▶ _What you should do_: Your response should consist of every line below, reproduced without alteration.
··········
Issue #1269, opened 2018-05-12
Add a headers property to Response


kgriffs:
Return a list of all headers already set for the Response. Don't return the internal data structure directly to avoid breaking the abstraction and enabling hard-to-debug problems in apps.

alysivji:
Looking into this issue.

PR #1343, opened 2018-08-04
Add headers property to Response class

alysivji:
Closes https://github.com/falconry/falcon/issues/1269

### DIFF
--- a/CHANGES.rst
+++ b/CHANGES.rst
@@ -23,7 +23,7 @@ Changes to Supported Platforms
 New & Improved
 --------------
 
-- Added new ``falcon.Reponse.headers`` property to ``Response`` class.
+- Added a new ``headers`` property to the ``Response`` class.
 
 Fixed
 -----
--- a/CHANGES.rst
+++ b/CHANGES.rst
@@ -23,7 +23,7 @@ Changes to Supported Platforms
 New & Improved
 --------------
 
-- Added new ``falcon.Reponse.headers`` property to ``Response`` class
+- Added new ``falcon.Reponse.headers`` property to ``Response`` class.
 
 Fixed
 -----
--- a/CHANGES.rst
+++ b/CHANGES.rst
@@ -23,6 +23,8 @@ Changes to Supported Platforms
 New & Improved
 --------------
 
+- Added new property ``falcon.Reponse.headers`` property to ``Response`` class
+
 Fixed
 -----
 
--- a/CHANGES.rst
+++ b/CHANGES.rst
@@ -23,7 +23,7 @@ Changes to Supported Platforms
 New & Improved
 --------------
 
-- Added new property ``falcon.Reponse.headers`` property to ``Response`` class
+- Added new ``falcon.Reponse.headers`` property to ``Response`` class
 
 Fixed
 -----
--- a/falcon/response.py
+++ b/falcon/response.py
@@ -133,7 +133,9 @@ class Response(object):
 
         options (dict): Set of global options passed from the API handler.
 
-        headers (dict): Read-only list of all headers set for Response.
+        headers (dict): Copy of all headers set for the response,
+            sans cookies. Note that a new copy is created and returned each
+            time this property is referenced.
     """
 
     __slots__ = (
--- a/falcon/response.py
+++ b/falcon/response.py
@@ -133,7 +133,7 @@ class Response(object):
 
         options (dict): Set of global options passed from the API handler.
 
-        headers (list): Read-only list of all headers set for Response
+        headers (list): Read-only list of all headers set for Response.
     """
 
     __slots__ = (
--- a/falcon/response.py
+++ b/falcon/response.py
@@ -132,6 +132,8 @@ class Response(object):
                 the Response instance itself (self).
 
         options (dict): Set of global options passed from the API handler.
+
+        headers (list): Read-only list of all headers set for Response
     """
 
     __slots__ = (
@@ -201,6 +203,10 @@ class Response(object):
     @data.setter
     def data(self, value):
         self._data = value
+
+    @property
+    def headers(self):
+        return [header for header, value in self._headers.items()]
 
     @property
     def media(self):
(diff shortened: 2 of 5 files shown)


falcon/response.py
```diff
@@ -202,6 +204,10 @@ def data(self):
     def data(self, value):
         self._data = value
 
+    @property
+    def headers(self):
+        return [header for header, value in self._headers.items()]
```
vytas7: Do we really need to iterate *items* just to create a list?
Also note that `items()` does a full copy on PY2, so we would be allocation twice completely needlessly.

Could we potentially simplify as:

```python
    @property
    def headers(self):
        return list(self._headers)
```

(Or *tuple(...)*, I have not give much thought about that).

alysivji: Didn't realize items did a full copy. Will change. Great catch!

vytas7: I have briefly gone through with what we have in other Falcon *Request* / *Response* properties and ``list`` seems more in line with the existing stuff, so lets go with it.

``tuple(dict argument)`` is, on the other hand, about 15-20% faster. But considering this is a property for information purposes / user convenience rather than a crucial piece used in forming every response, performance is not that important to optimize in this case. Unless @kgriffs has any insights on this.

falcon/response.py
```diff
@@ -132,6 +132,8 @@ class Response(object):
                 the Response instance itself (self).
 
         options (dict): Set of global options passed from the API handler.
+
+        headers (list): Read-only list of all headers set for Response
```
vytas7: Documentation sentences for other members of the class end with a full stop (period), let us add one here too.

CHANGES.rst
```diff
@@ -13,6 +13,8 @@ Changes to Supported Platforms
 New & Improved
 --------------
 
+- Added new ``falcon.Reponse.headers`` property to ``Response`` class
```
vytas7: A full stop (period) missing here too.

falcon/response.py
```diff
@@ -202,6 +204,10 @@ def data(self):
     def data(self, value):
         self._data = value
 
+    @property
+    def headers(self):
+        return list(self._headers)
```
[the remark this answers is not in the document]
vytas7: (Sorry for not bringing this up earlier -- this came to my head the last second before merging :grimacing: ).

A side note: the importance of performance of this property, as I pointed before, is close to negligible, but I have benchmarked anyway :slightly_smiling_face: If we agree on making a ``dict`` copy, just ``self._headers.copy()`` seems to be the faster alternative, as opposed to dict(self._headers) (a close second) and other methods.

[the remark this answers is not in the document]
alysivji: Made headers into a `dict`. Thanks @vytas7 for benchmarking performance! Made my job a bit easier.

falcon/response.py
```diff
@@ -202,6 +204,10 @@ def data(self):
     def data(self, value):
         self._data = value
 
+    @property
+    def headers(self):
+        return dict(self._headers)
```
vytas7: Most probably I was unclear in my comment. But I meant I had found ``.copy()`` to be the fastest.

falcon/response.py
```diff
@@ -132,6 +132,8 @@ class Response(object):
                 the Response instance itself (self).
 
         options (dict): Set of global options passed from the API handler.
+
+        headers (list): Read-only list of all headers set for Response.
```
vytas7: Let us update the docstrings to match the changes in design: _headers (~~list~~ dict):..._ etc

falcon/response.py
alysivji: Just misread. Apologies. This is fixed.

CHANGES.rst
```diff
@@ -13,6 +13,8 @@ Changes to Supported Platforms
 New & Improved
 --------------
 
+- Added new ``falcon.Reponse.headers`` property to ``Response`` class.
```
kgriffs: Would you mind adding a line to `docs/changes/2.0.0.rst` as well?

falcon/response.py
```diff
@@ -132,6 +132,8 @@ class Response(object):
                 the Response instance itself (self).
 
         options (dict): Set of global options passed from the API handler.
+
+        headers (dict): Read-only list of all headers set for Response.
```
kgriffs: Nitpick: We probably should say "dict" or "collection" or something, instead of "list".

kgriffs: Would you mind adding a note about the header names being lowercased for performance reasons? People will need to know that we don't use a case-insensitive dict (again, for performance reasons).

tests/test_response.py
```diff
@@ -11,3 +13,31 @@ def test_response_set_content_type_set():
 def test_response_set_content_type_not_set():
     resp = falcon.Response()
     assert 'content-type' not in resp._headers
+
+
+def test_response_get_headers():
```
kgriffs: Would you mind adding some tests that verify that appending a camel-cased header results in a lowercased header, since that is part of the contract? We should also test that attempting to look up a value using the same non-lowercased form used to set the header raises an instance of `KeyError`.

tests/test_response.py
```diff
@@ -11,3 +13,31 @@ def test_response_set_content_type_set():
...
+    headers = resp.headers
+    assert headers['x-things1'] == 'thing-1'
+    assert headers['x-things2'] == 'thing-2'
+    assert headers['x-things3'] == 'thing-3'
+
+
+def test_response_attempt_to_set_read_only_headers():
+    resp = falcon.Response()
+
+    resp.append_header('x-things1', 'thing-1')
```
kgriffs: For completeness, could you append multiple values to the same header as well, and check that it comes out as a comma-separated string value?

kgriffs:
I added a few more commits per my most recent comments.

alysivji:
Apologies. Was going to get to this over the weekend. Thanks for taking care of it!

kgriffs:
@alysivji No worries, thanks for all your work on this!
··········
▶ _Expected answer_:
Issue #1269, opened 2018-05-12
Add a headers property to Response


kgriffs:
Return a list of all headers already set for the Response. Don't return the internal data structure directly to avoid breaking the abstraction and enabling hard-to-debug problems in apps.

alysivji:
Looking into this issue.

PR #1343, opened 2018-08-04
Add headers property to Response class

alysivji:
Closes https://github.com/falconry/falcon/issues/1269

### DIFF
--- a/CHANGES.rst
+++ b/CHANGES.rst
@@ -23,7 +23,7 @@ Changes to Supported Platforms
 New & Improved
 --------------
 
-- Added new ``falcon.Reponse.headers`` property to ``Response`` class.
+- Added a new ``headers`` property to the ``Response`` class.
 
 Fixed
 -----
--- a/CHANGES.rst
+++ b/CHANGES.rst
@@ -23,7 +23,7 @@ Changes to Supported Platforms
 New & Improved
 --------------
 
-- Added new ``falcon.Reponse.headers`` property to ``Response`` class
+- Added new ``falcon.Reponse.headers`` property to ``Response`` class.
 
 Fixed
 -----
--- a/CHANGES.rst
+++ b/CHANGES.rst
@@ -23,6 +23,8 @@ Changes to Supported Platforms
 New & Improved
 --------------
 
+- Added new property ``falcon.Reponse.headers`` property to ``Response`` class
+
 Fixed
 -----
 
--- a/CHANGES.rst
+++ b/CHANGES.rst
@@ -23,7 +23,7 @@ Changes to Supported Platforms
 New & Improved
 --------------
 
-- Added new property ``falcon.Reponse.headers`` property to ``Response`` class
+- Added new ``falcon.Reponse.headers`` property to ``Response`` class
 
 Fixed
 -----
--- a/falcon/response.py
+++ b/falcon/response.py
@@ -133,7 +133,9 @@ class Response(object):
 
         options (dict): Set of global options passed from the API handler.
 
-        headers (dict): Read-only list of all headers set for Response.
+        headers (dict): Copy of all headers set for the response,
+            sans cookies. Note that a new copy is created and returned each
+            time this property is referenced.
     """
 
     __slots__ = (
--- a/falcon/response.py
+++ b/falcon/response.py
@@ -133,7 +133,7 @@ class Response(object):
 
         options (dict): Set of global options passed from the API handler.
 
-        headers (list): Read-only list of all headers set for Response
+        headers (list): Read-only list of all headers set for Response.
     """
 
     __slots__ = (
--- a/falcon/response.py
+++ b/falcon/response.py
@@ -132,6 +132,8 @@ class Response(object):
                 the Response instance itself (self).
 
         options (dict): Set of global options passed from the API handler.
+
+        headers (list): Read-only list of all headers set for Response
     """
 
     __slots__ = (
@@ -201,6 +203,10 @@ class Response(object):
     @data.setter
     def data(self, value):
         self._data = value
+
+    @property
+    def headers(self):
+        return [header for header, value in self._headers.items()]
 
     @property
     def media(self):
(diff shortened: 2 of 5 files shown)


falcon/response.py
```diff
@@ -202,6 +204,10 @@ def data(self):
     def data(self, value):
         self._data = value
 
+    @property
+    def headers(self):
+        return [header for header, value in self._headers.items()]
```
vytas7: Do we really need to iterate *items* just to create a list?
Also note that `items()` does a full copy on PY2, so we would be allocation twice completely needlessly.

Could we potentially simplify as:

```python
    @property
    def headers(self):
        return list(self._headers)
```

(Or *tuple(...)*, I have not give much thought about that).

alysivji: Didn't realize items did a full copy. Will change. Great catch!

vytas7: I have briefly gone through with what we have in other Falcon *Request* / *Response* properties and ``list`` seems more in line with the existing stuff, so lets go with it.

``tuple(dict argument)`` is, on the other hand, about 15-20% faster. But considering this is a property for information purposes / user convenience rather than a crucial piece used in forming every response, performance is not that important to optimize in this case. Unless @kgriffs has any insights on this.

falcon/response.py
```diff
@@ -132,6 +132,8 @@ class Response(object):
                 the Response instance itself (self).
 
         options (dict): Set of global options passed from the API handler.
+
+        headers (list): Read-only list of all headers set for Response
```
vytas7: Documentation sentences for other members of the class end with a full stop (period), let us add one here too.

CHANGES.rst
```diff
@@ -13,6 +13,8 @@ Changes to Supported Platforms
 New & Improved
 --------------
 
+- Added new ``falcon.Reponse.headers`` property to ``Response`` class
```
vytas7: A full stop (period) missing here too.

falcon/response.py
```diff
@@ -202,6 +204,10 @@ def data(self):
     def data(self, value):
         self._data = value
 
+    @property
+    def headers(self):
+        return list(self._headers)
```
[the remark this answers is not in the document]
vytas7: (Sorry for not bringing this up earlier -- this came to my head the last second before merging :grimacing: ).

A side note: the importance of performance of this property, as I pointed before, is close to negligible, but I have benchmarked anyway :slightly_smiling_face: If we agree on making a ``dict`` copy, just ``self._headers.copy()`` seems to be the faster alternative, as opposed to dict(self._headers) (a close second) and other methods.

[the remark this answers is not in the document]
alysivji: Made headers into a `dict`. Thanks @vytas7 for benchmarking performance! Made my job a bit easier.

falcon/response.py
```diff
@@ -202,6 +204,10 @@ def data(self):
     def data(self, value):
         self._data = value
 
+    @property
+    def headers(self):
+        return dict(self._headers)
```
vytas7: Most probably I was unclear in my comment. But I meant I had found ``.copy()`` to be the fastest.

falcon/response.py
```diff
@@ -132,6 +132,8 @@ class Response(object):
                 the Response instance itself (self).
 
         options (dict): Set of global options passed from the API handler.
+
+        headers (list): Read-only list of all headers set for Response.
```
vytas7: Let us update the docstrings to match the changes in design: _headers (~~list~~ dict):..._ etc

falcon/response.py
alysivji: Just misread. Apologies. This is fixed.

CHANGES.rst
```diff
@@ -13,6 +13,8 @@ Changes to Supported Platforms
 New & Improved
 --------------
 
+- Added new ``falcon.Reponse.headers`` property to ``Response`` class.
```
kgriffs: Would you mind adding a line to `docs/changes/2.0.0.rst` as well?

falcon/response.py
```diff
@@ -132,6 +132,8 @@ class Response(object):
                 the Response instance itself (self).
 
         options (dict): Set of global options passed from the API handler.
+
+        headers (dict): Read-only list of all headers set for Response.
```
kgriffs: Nitpick: We probably should say "dict" or "collection" or something, instead of "list".

kgriffs: Would you mind adding a note about the header names being lowercased for performance reasons? People will need to know that we don't use a case-insensitive dict (again, for performance reasons).

tests/test_response.py
```diff
@@ -11,3 +13,31 @@ def test_response_set_content_type_set():
 def test_response_set_content_type_not_set():
     resp = falcon.Response()
     assert 'content-type' not in resp._headers
+
+
+def test_response_get_headers():
```
kgriffs: Would you mind adding some tests that verify that appending a camel-cased header results in a lowercased header, since that is part of the contract? We should also test that attempting to look up a value using the same non-lowercased form used to set the header raises an instance of `KeyError`.

tests/test_response.py
```diff
@@ -11,3 +13,31 @@ def test_response_set_content_type_set():
...
+    headers = resp.headers
+    assert headers['x-things1'] == 'thing-1'
+    assert headers['x-things2'] == 'thing-2'
+    assert headers['x-things3'] == 'thing-3'
+
+
+def test_response_attempt_to_set_read_only_headers():
+    resp = falcon.Response()
+
+    resp.append_header('x-things1', 'thing-1')
```
kgriffs: For completeness, could you append multiple values to the same header as well, and check that it comes out as a comma-separated string value?

kgriffs:
I added a few more commits per my most recent comments.

alysivji:
Apologies. Was going to get to this over the weekend. Thanks for taking care of it!

kgriffs:
@alysivji No worries, thanks for all your work on this!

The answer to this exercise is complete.